WINNINGPLAN is the plan that Query Analyzer picked because it finished faster. It will cache it and reuse it for future queries (until you add indexes, reindex, make changes to the collection, etc)

 

Stages:

COLLSCAN for a full collection scan (did not use your index. You do NOT want this)

IXSCAN for scanning index keys (used the index to find)

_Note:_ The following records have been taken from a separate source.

PR #1321, opened 2018-04-04
pay, payalgo: Show erring_node as compressed DER pubkey.

ZmnSCPxj:
For consistency with other node pubkeys.


cdecker:
Was just wondering the other day about this, thanks @ZmnSCPxj 

ACK f51d1a8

FETCH for retrieving documents that it found (most of the time you will see this combined with IXSCAN)

 

KEEP_MUTATIONS stage: When documents are deleted or updated some Query stages can receive invalidation notices. Some stages flag documents that are deleted. The set of flagged documents is then read by the KEEP_MUTATIONS stage, which re-checks these documents against the query and returns them if they still match. Note that this is not used for the WiredTiger engine, only for the MMAPv1.

 

"AND_SORTED": You will see this when Mongo used a combined index

queryPlanner.winningPlan.inputStage.stage displays IXSCAN to indicate index use.

executionStats.nReturned displays 12191 to indicate that the query matches and returns 12191 documents.

executionStats.totalKeysExamined display 12191 to indicate that MongoDB scanned 12191 index entries (Note that this is a Full table scan).

executionStats.totalDocsExamined display 12191 to indicate that MongoDB scanned 12191 documents.